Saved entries
===============

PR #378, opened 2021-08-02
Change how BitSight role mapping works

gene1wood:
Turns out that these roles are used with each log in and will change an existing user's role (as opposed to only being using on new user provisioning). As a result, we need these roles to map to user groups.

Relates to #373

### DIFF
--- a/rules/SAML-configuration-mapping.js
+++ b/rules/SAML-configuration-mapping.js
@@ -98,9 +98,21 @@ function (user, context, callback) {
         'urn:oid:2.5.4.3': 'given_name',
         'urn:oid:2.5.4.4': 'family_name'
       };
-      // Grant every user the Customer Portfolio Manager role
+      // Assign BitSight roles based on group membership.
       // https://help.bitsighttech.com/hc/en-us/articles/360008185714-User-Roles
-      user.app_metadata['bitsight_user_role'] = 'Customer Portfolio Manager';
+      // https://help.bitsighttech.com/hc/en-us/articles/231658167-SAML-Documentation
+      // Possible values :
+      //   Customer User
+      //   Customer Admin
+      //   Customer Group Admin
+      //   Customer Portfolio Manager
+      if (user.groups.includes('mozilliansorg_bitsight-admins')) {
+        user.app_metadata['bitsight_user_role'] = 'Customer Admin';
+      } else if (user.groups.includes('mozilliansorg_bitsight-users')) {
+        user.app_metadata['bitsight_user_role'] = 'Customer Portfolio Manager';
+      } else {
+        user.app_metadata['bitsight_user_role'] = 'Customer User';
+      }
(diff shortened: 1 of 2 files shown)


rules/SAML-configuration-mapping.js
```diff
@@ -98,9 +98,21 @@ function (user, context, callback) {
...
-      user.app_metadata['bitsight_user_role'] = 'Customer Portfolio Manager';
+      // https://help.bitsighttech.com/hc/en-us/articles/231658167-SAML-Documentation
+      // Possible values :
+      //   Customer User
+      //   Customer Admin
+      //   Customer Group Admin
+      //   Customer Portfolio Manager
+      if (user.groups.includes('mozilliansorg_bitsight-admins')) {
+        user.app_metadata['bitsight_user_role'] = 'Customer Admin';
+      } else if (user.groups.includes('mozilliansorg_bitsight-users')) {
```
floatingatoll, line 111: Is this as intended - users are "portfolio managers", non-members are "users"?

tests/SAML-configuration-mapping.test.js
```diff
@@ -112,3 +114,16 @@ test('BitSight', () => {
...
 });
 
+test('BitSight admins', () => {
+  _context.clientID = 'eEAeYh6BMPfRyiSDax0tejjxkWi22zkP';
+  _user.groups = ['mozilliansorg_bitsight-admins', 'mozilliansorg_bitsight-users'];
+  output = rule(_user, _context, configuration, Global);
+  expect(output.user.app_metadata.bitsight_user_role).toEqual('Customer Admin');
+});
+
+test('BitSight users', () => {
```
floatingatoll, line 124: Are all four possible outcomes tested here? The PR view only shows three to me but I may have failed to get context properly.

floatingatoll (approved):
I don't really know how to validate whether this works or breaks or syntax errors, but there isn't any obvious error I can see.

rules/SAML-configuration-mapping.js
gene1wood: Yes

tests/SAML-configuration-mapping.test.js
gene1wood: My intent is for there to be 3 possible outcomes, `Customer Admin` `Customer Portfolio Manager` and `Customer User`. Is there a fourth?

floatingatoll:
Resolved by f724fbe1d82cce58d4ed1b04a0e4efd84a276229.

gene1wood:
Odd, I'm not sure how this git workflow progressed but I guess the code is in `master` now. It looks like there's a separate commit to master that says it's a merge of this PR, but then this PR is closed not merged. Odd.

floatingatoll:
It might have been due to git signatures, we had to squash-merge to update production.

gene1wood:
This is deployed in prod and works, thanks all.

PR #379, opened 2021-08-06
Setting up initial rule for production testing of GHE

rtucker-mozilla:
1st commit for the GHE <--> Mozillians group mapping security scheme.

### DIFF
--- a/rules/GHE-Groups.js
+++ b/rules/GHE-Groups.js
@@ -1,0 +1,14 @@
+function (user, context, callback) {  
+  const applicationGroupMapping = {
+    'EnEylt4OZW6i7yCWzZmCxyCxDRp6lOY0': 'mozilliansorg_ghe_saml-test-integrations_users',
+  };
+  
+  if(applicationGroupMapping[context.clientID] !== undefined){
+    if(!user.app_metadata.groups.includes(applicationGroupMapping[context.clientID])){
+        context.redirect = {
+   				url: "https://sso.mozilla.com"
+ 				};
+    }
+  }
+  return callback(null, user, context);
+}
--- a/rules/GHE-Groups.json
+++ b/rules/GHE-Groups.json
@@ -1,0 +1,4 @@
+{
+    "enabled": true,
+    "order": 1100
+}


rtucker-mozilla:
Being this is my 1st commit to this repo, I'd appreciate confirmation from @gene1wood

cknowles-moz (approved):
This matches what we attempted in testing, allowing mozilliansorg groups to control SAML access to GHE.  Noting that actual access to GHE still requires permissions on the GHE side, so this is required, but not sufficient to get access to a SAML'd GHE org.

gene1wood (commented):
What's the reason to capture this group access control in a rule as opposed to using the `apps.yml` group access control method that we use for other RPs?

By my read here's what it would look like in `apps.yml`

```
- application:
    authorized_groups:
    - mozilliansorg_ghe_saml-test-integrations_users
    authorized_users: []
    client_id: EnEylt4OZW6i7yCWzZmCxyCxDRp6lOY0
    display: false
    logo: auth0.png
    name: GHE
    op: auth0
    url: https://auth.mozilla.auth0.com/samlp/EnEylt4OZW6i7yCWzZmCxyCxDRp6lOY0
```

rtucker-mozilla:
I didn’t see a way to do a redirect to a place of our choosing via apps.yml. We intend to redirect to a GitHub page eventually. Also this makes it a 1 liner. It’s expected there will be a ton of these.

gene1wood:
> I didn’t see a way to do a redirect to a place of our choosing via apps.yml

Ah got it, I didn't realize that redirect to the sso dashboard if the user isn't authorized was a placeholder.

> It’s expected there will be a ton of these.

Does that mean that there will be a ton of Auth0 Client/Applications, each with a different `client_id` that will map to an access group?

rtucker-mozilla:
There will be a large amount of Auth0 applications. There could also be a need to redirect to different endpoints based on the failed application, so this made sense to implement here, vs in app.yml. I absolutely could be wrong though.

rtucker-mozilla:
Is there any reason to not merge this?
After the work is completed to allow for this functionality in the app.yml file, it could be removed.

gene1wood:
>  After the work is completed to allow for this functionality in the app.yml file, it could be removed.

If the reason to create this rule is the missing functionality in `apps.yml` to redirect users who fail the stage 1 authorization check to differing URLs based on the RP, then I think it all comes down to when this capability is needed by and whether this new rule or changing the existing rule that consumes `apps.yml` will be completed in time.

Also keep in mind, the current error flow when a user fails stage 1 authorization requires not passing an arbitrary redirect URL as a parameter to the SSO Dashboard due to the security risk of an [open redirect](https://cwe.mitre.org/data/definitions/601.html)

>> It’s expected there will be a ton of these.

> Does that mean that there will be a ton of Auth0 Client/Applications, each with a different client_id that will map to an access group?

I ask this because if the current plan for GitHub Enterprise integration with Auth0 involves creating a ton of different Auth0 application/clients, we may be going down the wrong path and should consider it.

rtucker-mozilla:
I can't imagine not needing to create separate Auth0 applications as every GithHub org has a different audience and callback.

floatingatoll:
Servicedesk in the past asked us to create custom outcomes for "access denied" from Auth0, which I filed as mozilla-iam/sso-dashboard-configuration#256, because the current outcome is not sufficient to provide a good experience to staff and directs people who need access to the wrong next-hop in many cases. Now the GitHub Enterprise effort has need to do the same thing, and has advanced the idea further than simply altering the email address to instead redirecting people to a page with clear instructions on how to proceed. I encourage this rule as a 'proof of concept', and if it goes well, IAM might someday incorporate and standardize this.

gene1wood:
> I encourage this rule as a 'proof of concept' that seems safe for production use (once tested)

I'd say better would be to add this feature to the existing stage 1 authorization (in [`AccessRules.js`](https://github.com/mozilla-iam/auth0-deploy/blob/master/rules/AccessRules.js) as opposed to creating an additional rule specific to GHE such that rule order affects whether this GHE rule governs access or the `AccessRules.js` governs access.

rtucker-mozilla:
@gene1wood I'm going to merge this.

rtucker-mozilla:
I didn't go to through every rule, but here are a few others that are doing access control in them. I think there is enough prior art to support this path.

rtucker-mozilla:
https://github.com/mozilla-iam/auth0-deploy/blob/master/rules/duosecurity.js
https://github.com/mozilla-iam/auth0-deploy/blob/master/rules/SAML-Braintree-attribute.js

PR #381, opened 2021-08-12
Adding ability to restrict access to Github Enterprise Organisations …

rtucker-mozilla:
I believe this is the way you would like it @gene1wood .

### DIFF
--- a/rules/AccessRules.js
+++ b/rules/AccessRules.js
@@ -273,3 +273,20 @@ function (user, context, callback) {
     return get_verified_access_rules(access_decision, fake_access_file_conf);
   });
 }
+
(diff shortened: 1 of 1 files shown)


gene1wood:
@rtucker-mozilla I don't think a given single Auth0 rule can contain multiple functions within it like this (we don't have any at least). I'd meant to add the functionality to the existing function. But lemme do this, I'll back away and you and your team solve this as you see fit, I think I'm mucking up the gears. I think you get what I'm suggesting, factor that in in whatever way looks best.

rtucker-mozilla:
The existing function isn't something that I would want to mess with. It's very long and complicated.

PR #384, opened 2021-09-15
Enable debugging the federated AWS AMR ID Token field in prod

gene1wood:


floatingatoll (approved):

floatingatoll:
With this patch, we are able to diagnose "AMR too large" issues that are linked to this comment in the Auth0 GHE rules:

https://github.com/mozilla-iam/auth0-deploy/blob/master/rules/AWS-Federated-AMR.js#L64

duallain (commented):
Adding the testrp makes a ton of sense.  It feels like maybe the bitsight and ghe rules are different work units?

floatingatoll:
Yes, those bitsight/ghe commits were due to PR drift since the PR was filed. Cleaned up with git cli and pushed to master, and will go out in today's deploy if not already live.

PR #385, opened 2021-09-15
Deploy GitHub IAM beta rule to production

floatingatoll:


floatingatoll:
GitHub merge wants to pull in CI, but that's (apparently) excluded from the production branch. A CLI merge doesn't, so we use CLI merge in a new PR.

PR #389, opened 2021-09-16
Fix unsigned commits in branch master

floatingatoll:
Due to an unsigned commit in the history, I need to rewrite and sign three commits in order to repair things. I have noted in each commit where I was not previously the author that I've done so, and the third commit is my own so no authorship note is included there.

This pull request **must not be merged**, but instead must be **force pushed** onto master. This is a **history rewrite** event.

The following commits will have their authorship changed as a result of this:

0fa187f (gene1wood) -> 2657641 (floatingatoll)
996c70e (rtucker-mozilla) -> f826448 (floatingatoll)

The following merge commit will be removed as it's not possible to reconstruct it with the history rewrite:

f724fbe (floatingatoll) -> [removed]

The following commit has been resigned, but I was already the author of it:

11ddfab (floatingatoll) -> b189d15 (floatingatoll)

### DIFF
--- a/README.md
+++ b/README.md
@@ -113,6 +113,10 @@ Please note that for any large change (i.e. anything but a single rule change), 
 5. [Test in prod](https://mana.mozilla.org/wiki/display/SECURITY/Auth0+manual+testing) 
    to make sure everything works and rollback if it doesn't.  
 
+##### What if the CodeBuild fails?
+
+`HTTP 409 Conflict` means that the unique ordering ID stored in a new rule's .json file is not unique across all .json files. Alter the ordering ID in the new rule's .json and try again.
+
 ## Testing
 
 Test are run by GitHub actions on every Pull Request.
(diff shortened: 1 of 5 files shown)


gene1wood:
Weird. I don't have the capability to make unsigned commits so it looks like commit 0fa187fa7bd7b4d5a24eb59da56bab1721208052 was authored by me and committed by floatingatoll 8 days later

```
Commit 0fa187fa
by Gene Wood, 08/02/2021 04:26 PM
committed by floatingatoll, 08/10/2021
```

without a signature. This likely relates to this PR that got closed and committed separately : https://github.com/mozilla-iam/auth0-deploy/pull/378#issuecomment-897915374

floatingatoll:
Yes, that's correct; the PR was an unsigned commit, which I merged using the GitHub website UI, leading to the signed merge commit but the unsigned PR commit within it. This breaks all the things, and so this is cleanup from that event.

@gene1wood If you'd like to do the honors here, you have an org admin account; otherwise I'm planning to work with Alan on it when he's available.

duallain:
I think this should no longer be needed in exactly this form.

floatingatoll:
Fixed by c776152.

===============

What the exercise asks: Return every line from the entries that holds the string "going".

Output:
I ask this because if the current plan for GitHub Enterprise integration with Auth0 involves creating a ton of different Auth0 application/clients, we may be going down the wrong path and should consider it.
@gene1wood I'm going to merge this.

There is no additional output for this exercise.